Issue #3480, opened 2026-01-30
[Bug]: Compare page ui is broken on the mobile device


aaryan359:
### What happened?

I noticed that the Trace Comparison page UI is broken on mobile (layout overflows / content not usable).  
Before starting work, I wanted to check:

- I’m proposing a **CSS-only fix** focused on mobile responsiveness
- No logic changes
- No class → functional component migration
- No refactor of existing components

Given the ongoing functional component migration, would a scoped CSS-only PR for mobile usability be acceptable, or is this area already planned for a rewrite?

Happy to proceed (or hold off) based on your guidance.  
Thanks!

### Steps to reproduce

1. Go to the comparison page
2. Open this page in mobile mode

### Expected behavior

It should be responsive on mobile or smaller screen devices.

### Relevant log output

```shell

```

### Screenshot

<img width="385" height="843" alt="Image" src="https://github.com/user-attachments/assets/44ac0161-61ec-4ba7-b0a0-7e54656bb98f" />

### Deployment configs

```shell

```

aaryan359:
@yurishkuro @jkowall  
I can work on this issue. The website is not responsive on mobile and smaller screens. There are many such issues, and I am interested in working on them as well.

yurishkuro:
I don't think I ever opened Jaeger UI on a mobile screen. If it's a one-line change I don't mind fixing, but if it turns into a whole project then it's not worth it, mobile is not really the target form factor for a tracing UI.

aaryan359:
@yurishkuro Thanks for the clarification! That makes sense.

I’ll take a quick look to see if there’s any **very small, obvious CSS fix** (something truly minimal).  
If it looks like more than that, I’ll drop it and look for other issues to contribute to instead.

swetalin-10:
Hi, I checked the issue and was able to reproduce it on mobile view.

It looks like the layout is not adapting properly due to fixed widths / spacing issues. I’ll focus on small CSS adjustments (like width, alignment, and responsiveness) to improve the layout without making major changes.

I’ll share the approach shortly before opening a PR.

PR #3665, opened 2026-03-26
Add some responsive css for mobile views

lpmi-13:
- Addresses https://github.com/jaegertracing/jaeger-ui/issues/3480

## Description of the changes
- this is intentionally a very minimal targeted change to update the CSS for mobile views.

it used to look like this:

Screenshot from 2026-03-26 11-19-29

and with this commit it looks like this:

Screenshot from 2026-03-26 11-53-31

- just loading locally

## Checklist
- [ ] I have added unit tests for the new functionality (N/A)

- [x] **Heavy**: AI generated most or all of the code changes

### DIFF
--- a/packages/jaeger-ui/src/components/SearchTracePage/index.tsx
+++ b/packages/jaeger-ui/src/components/SearchTracePage/index.tsx
@@ -141,13 +141,13 @@ export function SearchTracePageImpl(props: SearchTracePageImplProps) {
   return (
     <Row className="SearchTracePage--row">
       {!embedded && (
-        <Col xs={24} lg={6} className="SearchTracePage--column">
+        <Col xs={24} sm={6} className="SearchTracePage--column">
           <div className="SearchTracePage--find">
             <Tabs size="large" items={tabItems} />
           </div>
         </Col>
       )}
-      <Col xs={24} lg={!embedded ? 18 : 24} className="SearchTracePage--column">
+      <Col xs={24} sm={!embedded ? 18 : 24} className="SearchTracePage--column">
         {showErrors && (
           <div className="js-test-error-message">
             <h2>There was an error loading traces: </h2>


packages/jaeger-ui/src/components/SearchTracePage/index.tsx
```diff
@@ -141,13 +141,13 @@ export function SearchTracePageImpl(props: SearchTracePageImplProps) {
...
       {!embedded && (
-        <Col span={6} className="SearchTracePage--column">
+        <Col xs={24} lg={6} className="SearchTracePage--column">
           <div className="SearchTracePage--find">
             <Tabs size="large" items={tabItems} />
           </div>
         </Col>
       )}
-      <Col span={!embedded ? 18 : 24} className="SearchTracePage--column">
+      <Col xs={24} lg={!embedded ? 18 : 24} className="SearchTracePage--column">
```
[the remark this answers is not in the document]
lpmi-13: I had considered this but deliberately tried to introduce the smallest change possible. I'd love to also make this change in the PR if it would be acceptable.

packages/jaeger-ui/src/components/SearchTracePage/index.tsx
```diff
@@ -141,13 +141,13 @@ export function SearchTracePageImpl(props: SearchTracePageImplProps) {
   return (
     <Row className="SearchTracePage--row">
       {!embedded && (
-        <Col span={6} className="SearchTracePage--column">
+        <Col xs={24} lg={6} className="SearchTracePage--column">
```
yurishkuro: not sure how exactly the xs/lg get translated into other sizes but with this setting making the window just a tad smaller on the laptop already transforms to the mobile view. Assuming the settings use the rule "explicitly specified size and above" you need to set `{6}` to the next size after `xs`, not to `lg`.

lpmi-13: Oh right...sorry, I thought I had tested that on my own laptop. I'll fix it today.

lpmi-13: css is so confusing, and I always think it's like "xs == this size and below", but that is clearly not the case :laughing:

lpmi-13:
alright, pushed a new commit with the change so that it won't snap to a mobile nav until it hits 575 pixels, which should be enough to not trigger this on laptop screens.

Screenshot from 2026-03-30 13-14-54

Issue #3701, opened 2026-04-03
Tracking: ADR-007 Vite+ toolchain migration


yurishkuro:
This issue tracks the completion of [ADR-0007: Migrate to Vite+ (Full Vite Toolchain)](https://github.com/jaegertracing/jaeger-ui/blob/main/docs/adr/0007-vite-plus-migration.md).

## Summary

Replaced the fragmented Jest + Babel + ESLint + Prettier toolchain with a unified Vite+ stack:

- **Linting**: ESLint → Oxlint (Rust-based, 50–100× faster, no `@typescript-eslint` lag)
- **Formatting**: Prettier → Oxfmt
- **Testing**: Jest + Babel → Vitest (shares the Vite transform pipeline)
- **TypeScript**: upgraded to 6.0.2; `moduleResolution: "bundler"`
- **plexus build**: dropped (package is consumed via workspace source alias only)

## PRs

- [x] #3677 — Drop plexus library build; simplify plexus tsconfig (step A)
- [x] #3680 — Simplify plexus tsconfig to noEmit (step A continued)
- [x] #3681 — Delete legacy ESLint configs (step B)
- [x] #3682 — Add Oxlint in parallel with ESLint (step C1 phase 1)
- [x] #3684 — Replace ESLint with Oxlint (step C1 phase 2)
- [x] #3686 — Replace Prettier with Oxfmt (step C2)
- [x] #3688 — Upgrade TypeScript to 6.0.2 (step D)
- [x] #3689 — Consolidate jaeger-ui tsconfigs (step E)
- [x] #3690 — Migrate packages/plexus tests from Jest to Vitest (step F)
- [x] #3691 — Rename JSX test files from .js to .jsx (step H1)
- [x] #3692 — Replace require() in test bodies with static imports (step H2a)
- [x] #3693 — Replace arrow ctor mocks with regular functions (step H2b)
- [x] #3694 — Add mockDefault helper for default-export mocks (step H2c)
- [x] #3695 — Migrate packages/jaeger-ui tests from Jest to Vitest (step H3)
- [x] #3699 — Remove `__esModule: true` from mock factories (step I1)
- [x] #3700 — Close ADR-007: docs, delete orphaned Jest files (step G)

## Status

✅ **Fully implemented.** All 226 test files pass under Vitest (2603 tests).

jkowall:
Nice job @yurishkuro !

PR #3702, opened 2026-04-03
Part of Phase 1 (1a): refactor: migrate trace diff state from Redux to Zustand

ghost:
- Resolves part of #3657 

## Description of the changes
- New file -> `trace-diff-store.ts` with the same behavior as the `TraceDiff` duck: cohort add/remove, diffSetA / diffSetB, and forceState for URL <-> store sync.
- Removed the traceDiff slice from `configure-store.ts` and from `types/index.ts`
- `TraceDiff.tsx`: reads/writes compare state via Zustand; only `fetchMultipleTraces` stays on Redux dispatch.
- Search page uses the store for cohort actions and derives `diffCohort` from Redux `trace` + Zustand `cohort` (`traceForDiff` + `stateTraceDiffXformer` exported for tests).
- TopNav builds the Compare link from Zustand (`useShallow` on a, b, cohort).
- Tests: new `trace-diff-store.test.ts`, updated `TraceDiff`, `SearchTracePage`, and `TopNav` tests; removed `duck.test.js`.

- Unit tests
- Manually: add traces to compare cohort on Search, open compare, change A/B, reload; nav “Compare” URL should reflect cohort.

## Checklist


packages/jaeger-ui/src/components/SearchTracePage/index.tsx
```diff
@@ -48,7 +49,7 @@ interface ISearchTracePageImplOwnProps {
 // Props from mapStateToProps
 interface IStateProps {
   queryOfResults: IQueryOfResults | null;
-  diffCohort: FetchedTrace[];
+  traceForDiff: ReduxState['trace'];
```
yurishkuro:
```suggestion
  // passed as-is from Redux; cohort lookup happens in the component where Zustand is accessible
  tracesInRedux: ReduxState['trace'];
```

packages/jaeger-ui/src/components/SearchTracePage/index.tsx
```diff
@@ -91,6 +88,15 @@ export function SearchTracePageImpl(props: SearchTracePageImplProps) {
     traces,
   } = props;
 
+  const { cohortAddTrace, cohortRemoveTrace } = useTraceDiffStore(
```
yurishkuro, line 107: I am trying to understand this change, here's Claude explanation
```
  The store starts empty (a: null, b: null, cohort: []). State flows in from the URL via TraceDiff.tsx's syncStates mechanism:

  1. URL is the source of truth. When you navigate to /trace/diff?a=abc&b=def&cohort=abc,def,xyz, the URL parameters are parsed by
  mapStateToProps in TraceDiff.tsx and passed to TraceDiffImpl as props (a, b, cohort).
  2. processProps syncs URL → store. On mount and on prop changes, TraceDiffImpl calls:
  syncStates({ a, b, cohort }, traceDiffState, useTraceDiffStore.getState().forceState);
  2. syncStates compares the URL-derived props against the current store state. If they differ, it calls forceState(...) which writes
  the URL values into the Zustand store.
  3. Store is downstream of the URL. The store is essentially a cached copy of the URL state, kept in sync by TraceDiff while it's
  mounted. Other components (TopNav, SearchTracePage) read from the store as a convenience, rather than each independently parsing the
  URL.

  So the flow is:
  URL params
    → TraceDiff mapStateToProps (Redux)
      → TraceDiffImpl props
        → syncStates → forceState
          → Zustand store
            → TopNav reads cohort/a/b to build Compare link
            → SearchTracePage reads cohort for diff badge

  The design issue you're pointing at is real: TopNav and SearchTracePage are reading from the store, but the store only has correct
  values while TraceDiff is mounted. If you're on the Search page (without TraceDiff rendered), the store reflects whatever was last
  synced — not the current URL. That seems like a bug or at least a design smell.
```

yurishkuro (commented):
Did you write an ADR for the migration? Can we follow the ADR process, similar to what I did in #3701.

ghost:
> Did you write an ADR for the migration? Can we follow the ADR process, similar to what I did in #3701.

Yes, I will update ADR-004 and also update the issue.

packages/jaeger-ui/src/components/SearchTracePage/index.tsx
ghost: On Search: when we click “add to compare” / remove, we write that list straight into the store. So the list is not only updated when the tracediff is open - search updates it itself.

On compare page: the browser URL is what we trust for that view. When that screen loads, we compare URL vs store and, if they differ, we copy the URL into the store so everything matches.

So in normal use: search fills the list from clicks; compare corrects the list from the URL when we open it. TopNav reads the store to build the Compare link - same list search is using. I know having both URL and store can sound like two sources of truth. The idea is: URL wins when we are on compare; while we are on Search, the list in the store is whatever we set with the ui actions, not something that only updates when we open the compare page.

yurishkuro: can we add this as code comment? This is somewhat convoluted behavior which we can probably clean up in the future, but for now let's record the current state.

packages/jaeger-ui/src/components/TraceDiff/TraceDiff.test.jsx
```diff
@@ -87,78 +80,62 @@ describe('TraceDiff', () => {
...
       renderWithRouter(<TraceDiffImpl {...defaultProps} b={newBValue} />);
 
-      expect(forceStateMock).toHaveBeenLastCalledWith({
-        a: defaultProps.a,
-        b: newBValue,
-        cohort: defaultProps.cohort,
-      });
+      expect(useTraceDiffStore.getState().a).toBe(defaultProps.a);
+      expect(useTraceDiffStore.getState().b).toBe(newBValue);
+      expect(useTraceDiffStore.getState().cohort).toEqual(defaultProps.cohort);
```
yurishkuro, line 110: why not just replace the original check?

expect(useTraceDiffStore.getState()).toBe(...)

yurishkuro (approved):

Task description:
Exactly as they stand, set down the lines from the top of the data through the line with "- No logic changes".

Completed exercise:
Issue #3480, opened 2026-01-30
[Bug]: Compare page ui is broken on the mobile device


aaryan359:
### What happened?

I noticed that the Trace Comparison page UI is broken on mobile (layout overflows / content not usable).  
Before starting work, I wanted to check:

- I’m proposing a **CSS-only fix** focused on mobile responsiveness
- No logic changes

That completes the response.